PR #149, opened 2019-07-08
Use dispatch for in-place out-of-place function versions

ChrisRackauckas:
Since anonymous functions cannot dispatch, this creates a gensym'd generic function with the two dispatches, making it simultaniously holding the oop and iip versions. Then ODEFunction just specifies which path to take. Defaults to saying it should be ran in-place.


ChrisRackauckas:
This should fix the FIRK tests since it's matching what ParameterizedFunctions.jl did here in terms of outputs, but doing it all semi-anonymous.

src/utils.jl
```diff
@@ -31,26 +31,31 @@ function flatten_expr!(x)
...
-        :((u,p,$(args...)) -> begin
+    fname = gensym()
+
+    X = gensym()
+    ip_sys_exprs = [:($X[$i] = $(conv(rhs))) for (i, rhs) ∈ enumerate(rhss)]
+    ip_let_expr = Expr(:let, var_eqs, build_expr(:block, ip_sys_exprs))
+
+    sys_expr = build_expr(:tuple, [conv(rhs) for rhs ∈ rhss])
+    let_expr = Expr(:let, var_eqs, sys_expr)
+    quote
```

━━━━

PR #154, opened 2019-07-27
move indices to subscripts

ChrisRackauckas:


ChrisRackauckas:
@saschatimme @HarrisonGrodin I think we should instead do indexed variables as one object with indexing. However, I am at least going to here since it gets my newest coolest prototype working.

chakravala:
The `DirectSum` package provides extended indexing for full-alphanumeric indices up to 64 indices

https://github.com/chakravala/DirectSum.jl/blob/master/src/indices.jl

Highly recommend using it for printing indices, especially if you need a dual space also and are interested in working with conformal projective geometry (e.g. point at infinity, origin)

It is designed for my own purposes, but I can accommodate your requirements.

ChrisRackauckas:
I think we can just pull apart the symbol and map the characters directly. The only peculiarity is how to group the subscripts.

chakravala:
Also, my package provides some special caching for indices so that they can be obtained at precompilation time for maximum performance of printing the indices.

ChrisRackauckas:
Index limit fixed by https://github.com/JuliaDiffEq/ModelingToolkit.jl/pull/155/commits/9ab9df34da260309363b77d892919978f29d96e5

━━━━

▶ _Task statement_:
In the material above, find each line that has the string "provides" and return it.

▶ _Solution to the problem_:
The `DirectSum` package provides extended indexing for full-alphanumeric indices up to 64 indices
Also, my package provides some special caching for indices so that they can be obtained at precompilation time for maximum performance of printing the indices.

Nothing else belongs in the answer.